Lila grabbed my arm, pulling me back. "We need to get out of here!"
But I couldn't move. My eyes were locked on the fire, on the way it seemed to spread unnaturally fast, like it had a mind of its own.
"Ethan!" Lila shouted, snapping me out of my trance.
We pushed through the panicked crowd, the heat from the flames growing more intense with every step. The square was in chaos now—parents yelling for their children, vendors trying to salvage their booths, and the sound of sirens in the distance.
But as we reached the edge of the square, I turned back one last time.
And there it was again. The shadow, slipping into the woods behind the festival, disappearing into the darkness.
By the time we made it back to my house, my hands were still shaking. Lila paced the room, her face pale, her usual bravado nowhere to be found.
"That wasn't normal," she said finally, breaking the silence. "That fire… that shadow… Ethan, what the hell is going on?"
I hesitated, unsure of how much to tell her. But after what we had just seen, there was no point in holding back.
I pulled the diary out of my backpack and handed it to her. "This," I said. "It predicted everything."
Lila flipped through the pages, her eyes scanning the entries. When she reached the one about the festival, she froze.
"This… this can't be real Ethan, I surely said I would help you but don't... just don't joke around" she whispered, but her voice lacked conviction.
"It is," I said, sitting down on the edge of my bed. "I don't know how, but it is. And whatever that shadow was—it's connected to all of this. To the diary, to the town, to everything."
Lila sank into the chair by my desk, still clutching the diary. "What do we do now?" she asked, her voice barely above a whisper.
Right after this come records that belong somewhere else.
PR #479, opened 2025-04-01
IT-6250 | Add flex-shrink to main avatar element

t-tomalak:
We don't want this element to shrink, therefore, let's explicitly set the flex-shrink to 0 so the element is not affected by other around it.

### DIFF
--- a/lib/js/components/Avatar/Avatar.vue
+++ b/lib/js/components/Avatar/Avatar.vue
@@ -47,6 +47,8 @@
 	$root: &;
 
 	display: flex;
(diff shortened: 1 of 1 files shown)


lib/js/components/Avatar/Avatar.vue
```diff
@@ -47,6 +47,7 @@
 	$root: &;
 
 	display: flex;
+	flex-shrink: 0;
```
latata, line 50: please leave comment in the code 🙏

t-tomalak: added

latata (approved):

I didn't have an answer. All I knew was that the diary wasn't just a warning. It was a guide, leading me deeper into a mystery I wasn't sure I wanted to solve.
But one thing was clear: this wasn't over. Not by a long shot.
Just as the weight of the night's events began to settle, a faint knock sounded at my bedroom door. Before I could answer, Hannah peeked in, her wide eyes filled with fear. "Ethan," she said, her voice trembling. "Dad just got a call. That boy—the one who screamed at the festival—he's missing. They said he ran into the woods, but no one can find him." The words hit me like a punch to the gut. I looked at Lila, who had gone pale, the diary still clutched in her hands. "It's happening again," I whispered, the realization chilling me to the core. The diary hadn't just predicted chaos—it had marked the beginning of something far worse.